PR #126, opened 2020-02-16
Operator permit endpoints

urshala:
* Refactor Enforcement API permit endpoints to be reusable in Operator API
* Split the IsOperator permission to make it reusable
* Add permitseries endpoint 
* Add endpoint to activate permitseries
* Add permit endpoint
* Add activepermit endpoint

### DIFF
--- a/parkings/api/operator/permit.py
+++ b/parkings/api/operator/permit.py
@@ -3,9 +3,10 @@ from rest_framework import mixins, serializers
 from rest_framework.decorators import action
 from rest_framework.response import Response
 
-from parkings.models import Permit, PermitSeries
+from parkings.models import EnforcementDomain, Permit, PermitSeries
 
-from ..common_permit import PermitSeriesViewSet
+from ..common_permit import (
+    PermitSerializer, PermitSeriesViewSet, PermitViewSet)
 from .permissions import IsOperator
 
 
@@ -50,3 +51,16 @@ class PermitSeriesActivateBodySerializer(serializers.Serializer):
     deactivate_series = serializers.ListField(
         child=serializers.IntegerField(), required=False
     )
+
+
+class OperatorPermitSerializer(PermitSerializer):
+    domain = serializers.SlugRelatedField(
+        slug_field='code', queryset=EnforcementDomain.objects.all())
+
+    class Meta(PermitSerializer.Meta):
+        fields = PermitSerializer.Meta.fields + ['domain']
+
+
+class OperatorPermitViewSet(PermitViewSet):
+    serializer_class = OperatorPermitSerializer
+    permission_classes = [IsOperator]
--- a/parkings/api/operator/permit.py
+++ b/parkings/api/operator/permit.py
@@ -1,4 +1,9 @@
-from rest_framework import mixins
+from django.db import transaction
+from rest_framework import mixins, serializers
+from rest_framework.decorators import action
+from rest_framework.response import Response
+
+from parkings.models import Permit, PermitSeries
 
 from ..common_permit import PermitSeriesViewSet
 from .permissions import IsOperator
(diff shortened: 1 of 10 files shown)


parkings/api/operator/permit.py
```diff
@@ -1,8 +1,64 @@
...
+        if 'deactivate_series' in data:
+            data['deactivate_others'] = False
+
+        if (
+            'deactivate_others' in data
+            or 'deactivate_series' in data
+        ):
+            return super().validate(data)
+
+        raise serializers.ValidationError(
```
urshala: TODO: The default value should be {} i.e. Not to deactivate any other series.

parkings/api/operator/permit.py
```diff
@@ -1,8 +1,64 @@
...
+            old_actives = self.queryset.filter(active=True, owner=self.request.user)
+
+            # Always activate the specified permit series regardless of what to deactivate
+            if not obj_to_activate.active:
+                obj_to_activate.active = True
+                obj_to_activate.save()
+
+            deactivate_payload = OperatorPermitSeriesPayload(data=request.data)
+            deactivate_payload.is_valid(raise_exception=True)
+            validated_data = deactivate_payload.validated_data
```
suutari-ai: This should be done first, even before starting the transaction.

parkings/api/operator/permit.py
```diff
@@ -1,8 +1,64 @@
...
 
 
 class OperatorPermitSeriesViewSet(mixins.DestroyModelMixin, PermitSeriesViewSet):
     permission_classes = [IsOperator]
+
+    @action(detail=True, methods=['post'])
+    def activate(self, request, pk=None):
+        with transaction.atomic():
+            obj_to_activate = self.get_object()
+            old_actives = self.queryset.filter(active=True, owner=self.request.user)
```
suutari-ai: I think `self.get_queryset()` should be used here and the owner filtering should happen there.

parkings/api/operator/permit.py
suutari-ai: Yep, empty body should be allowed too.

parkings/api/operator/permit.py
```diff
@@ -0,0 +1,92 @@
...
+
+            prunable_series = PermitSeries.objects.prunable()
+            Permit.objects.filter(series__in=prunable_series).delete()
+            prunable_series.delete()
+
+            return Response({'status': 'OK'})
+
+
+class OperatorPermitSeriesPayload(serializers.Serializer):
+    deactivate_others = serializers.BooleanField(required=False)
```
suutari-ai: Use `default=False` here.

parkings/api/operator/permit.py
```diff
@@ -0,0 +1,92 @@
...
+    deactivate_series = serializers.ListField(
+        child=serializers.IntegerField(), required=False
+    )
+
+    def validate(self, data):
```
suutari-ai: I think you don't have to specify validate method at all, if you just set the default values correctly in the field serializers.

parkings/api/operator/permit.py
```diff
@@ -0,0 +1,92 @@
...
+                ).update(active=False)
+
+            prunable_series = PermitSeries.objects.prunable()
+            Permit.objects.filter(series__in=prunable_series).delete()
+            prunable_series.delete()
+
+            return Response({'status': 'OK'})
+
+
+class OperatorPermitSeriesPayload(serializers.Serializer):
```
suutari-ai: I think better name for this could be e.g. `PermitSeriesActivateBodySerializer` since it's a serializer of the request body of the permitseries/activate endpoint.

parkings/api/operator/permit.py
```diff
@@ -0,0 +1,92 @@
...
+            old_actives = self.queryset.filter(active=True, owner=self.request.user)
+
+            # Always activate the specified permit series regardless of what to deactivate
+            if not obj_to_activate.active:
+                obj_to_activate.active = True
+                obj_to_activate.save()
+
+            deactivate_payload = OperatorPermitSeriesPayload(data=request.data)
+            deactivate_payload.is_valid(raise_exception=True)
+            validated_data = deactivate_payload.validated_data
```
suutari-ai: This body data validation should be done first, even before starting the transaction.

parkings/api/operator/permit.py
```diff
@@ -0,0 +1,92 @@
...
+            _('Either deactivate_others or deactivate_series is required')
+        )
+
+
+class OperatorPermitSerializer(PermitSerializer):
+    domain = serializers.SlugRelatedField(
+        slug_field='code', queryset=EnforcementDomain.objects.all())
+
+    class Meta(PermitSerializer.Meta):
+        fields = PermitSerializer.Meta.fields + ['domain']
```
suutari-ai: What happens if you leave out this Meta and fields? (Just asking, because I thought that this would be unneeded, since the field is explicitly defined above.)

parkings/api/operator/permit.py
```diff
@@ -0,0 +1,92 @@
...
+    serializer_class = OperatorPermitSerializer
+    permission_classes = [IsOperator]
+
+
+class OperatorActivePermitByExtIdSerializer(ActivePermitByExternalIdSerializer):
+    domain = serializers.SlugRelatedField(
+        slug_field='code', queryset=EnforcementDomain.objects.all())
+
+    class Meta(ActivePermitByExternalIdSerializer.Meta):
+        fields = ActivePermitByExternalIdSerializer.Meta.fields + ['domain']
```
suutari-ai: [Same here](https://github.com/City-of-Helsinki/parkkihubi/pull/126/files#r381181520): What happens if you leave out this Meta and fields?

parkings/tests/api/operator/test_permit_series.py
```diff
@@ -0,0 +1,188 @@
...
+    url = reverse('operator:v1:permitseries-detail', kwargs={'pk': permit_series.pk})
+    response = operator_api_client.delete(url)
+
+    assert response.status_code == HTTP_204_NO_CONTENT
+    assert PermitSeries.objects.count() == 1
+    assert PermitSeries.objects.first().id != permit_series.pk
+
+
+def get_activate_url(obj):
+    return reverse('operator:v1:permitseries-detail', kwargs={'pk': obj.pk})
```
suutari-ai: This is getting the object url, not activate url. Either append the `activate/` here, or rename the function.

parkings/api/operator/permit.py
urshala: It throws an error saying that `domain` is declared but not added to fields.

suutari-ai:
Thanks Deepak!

◆ ◆ ◆ ◆ ◆

- **Task statement**
Return a copy of each line in the entries that contains "starting".

- **Output below**
suutari-ai: This should be done first, even before starting the transaction.
suutari-ai: This body data validation should be done first, even before starting the transaction.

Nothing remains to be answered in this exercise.